21.04.2021
Beneath the surface — Ionian Bisai and Latent Community
Visual arts
Moving image, since its first use, has given artists and cineastes a tool to link the real and the phantastic, the experienced and the unimaginable, the monumental and the deepest individual feeling. The monumental and the individual, it is from this dichotomy that I’d like to start to reflect on the work of Ionian Bisai and by extension of the collective Latent Community which he formed with Sotiris Tsiganos in 2017. I want to do so because although diverse in subject and style many of the works I had the pleasure to see, present us with a juxtaposition of the monumental, the state, the Power with capital P and its symbols on the one side and the individual, the intime and intimate world of our thoughts, feelings and even daily worries on the other. Much as in real life the former only appears through symbols, references and often feels like an inexorable presence, the latter is a rich humus of voices, faces, furtive glances of expressions and gestures bringing us close to the subject of each work. Clearly positioned at a crossroad between documentary and art the work of Latent Community, described by Bisai and Tsiganos as an artistic investigation that wants to respond to social, judicial and ecological cases through the production of conceptual and emotional experiences appears as a shapeshifting platform that reflects the complexity and depth of their thoughts, a mirror of their intimate need to find new ways to represent the world.
In order to start discussing their works in more detail I see no other way to start than by recalling one element above all others: water. Water as the element that gives us all life but also water as the dark oceans surrounding our lands and bodies. Water that becomes, as a political metaphor, an irresistible force able to seek and infiltrate the cracks of a system that continuously builds new barriers to contain it.
For those more familiar to Latent Community’s works this might appear as quite a literal reference, especially if we consider works such as Neromanna or Otranto. In the former, a social documentary depicting the destruction of the village of Kallio through the construction of the Mornos Dam we find ourselves submerged in an eerie world in which the voices of the former inhabitants guide us through their lost homes and routines. The mossy walls, trees and gardens are placed in a timeless space and at the same time still vividly present in the memories of those who lived there. The inevitability of the state’s decision and the failure to create a closure for them is rendered beautifully and painfully through the work of Bisai and Tsiganos who by making their own presence seemingly invisible are able to give central stage to those individuals who in the 1960s faded in the background of a country striving for modernity and economic progress.
In Otranto by contrast, it is not the tranquil surface of a lake we are facing but rather the profound darkness which still surrounds the survivors and families of the 81 Albanian migrants who perished in the 1997 sinking of the Katër i Radës after it was rammed by an Italian navy vessel. The powerful and very intimate anti-monument is not only an admonition for one of the worse tragedies that overshadowed the migratory wave of the 1990s in the Adriatic sea but also a reflection on the role art can take. From its opening scene we are faced with the stark opposition between the emotional presence of one of the victims relative and the absence symbolised in the monument erected in Italy to remember the event. It is in this gap that the work by Latent Community finds its place. Through the respectful exploration of the void that tragedy brought about in so many families we are reminded of the inadequacy of the monumental. Through the voices of those affected by the event, the symbolic but sterile glass blades cutting into the recovered wreck of the Katër i Radës are exposed in all their bitter coldness. They remain, in the backdrop of the painful and sombre account developed by Bisai and Tsiganos, as an additional reminder of the violence of the state and its inability to render justice to those who lost their loved ones.
Most of all though what emerges from these two works is the incredibly powerful ways the duo has to create empathic atmospheres which overcome the barrier of a traditional documentary placing the viewer right in the middle of the struggles witnessed through the screen. This capacity to locate and challenge limits unfolds and becomes ever more evident in more recent works such as Tropical Hell and Ocean is Future (working title) where we are suddenly faced with the ultimate threshold, that between human and non-human, nature and technology, reality and hyper-reality.
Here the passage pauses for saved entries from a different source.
PR #7912, opened 2023-03-13
Desktop: Fixes #7907: Fixed height when controls are on a single row

### LINKED ISSUE #7907: Layout issue with new note/todo buttons
The current iteration still has the problem of unusable space when using the note-list-at-the-top layout:

image

The highlighted area is unusable. This can be easily reproduced as long as your note list is long enough. The same issue was already fixed previously, however it has now come back due to the newly implemented responsive layout which moves all four elements to a single line which also changes the height.

https://github.com/laurent22/joplin/issues/7848#issuecomment-1465266507

julien-me:
Fixes https://github.com/laurent22/joplin/issues/7907. There was unusable space at the bottom of the list.

It is fixed by adjusting the height of the controls container when they're all on the same line.

This can be tested by setting a vertical layout. There is no unusable space at the bottom of the note list anymore.
fixed

### DIFF
--- a/packages/app-desktop/gui/NoteListControls/NoteListControls.tsx
+++ b/packages/app-desktop/gui/NoteListControls/NoteListControls.tsx
@@ -26,6 +26,7 @@ interface Props {
 	notesParentType: string;
 	height: number;
 	width: number;
+	handleControlHeight: (sameRow: boolean)=> void;
 }
 
 interface Breakpoints {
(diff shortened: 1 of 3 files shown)


packages/app-desktop/gui/NoteListControls/NoteListControls.tsx
```diff
@@ -26,6 +26,7 @@ interface Props {
 	notesParentType: string;
 	height: number;
 	width: number;
+	handleControlHeight: (sameRow: boolean)=> void;
```
laurent22: For event handler, we usually call this "onSomething", so maybe "onContentHeightChange" here

julien-me: Changed.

In both works Bisai and Tsiganos are able to develop, through their usual anthropologically driven perspective, an investigation into worlds determined by our human gaze but the horizon of which extends far beyond our presence on this planet. It is an attempt to move past our human experience while retaining the responsiveness of our emotions at the sight of an object, be it experienced or relayed to us through a virtual projection. In both works we are transponded into worlds which appear at first somewhat alien, but it is exactly through the absence of familiar elements that we are able to question the role of humanity and the importance of a very human eye to make sense of it.
Christian Oxenius is a German-Italian independent curator, author and researcher living between Athens and Istanbul. His academic background in sociology and urban studies led him to pursue a PhD at the University of Liverpool on biennials as institutional model, during the course of which he established collaborations with Athens, Liverpool and Istanbul Biennial; during this period, he developed a particular interest in artists’ communities and storytelling. His research into experimental writing on art has resulted in a number of exhibitions and publications of international relevance.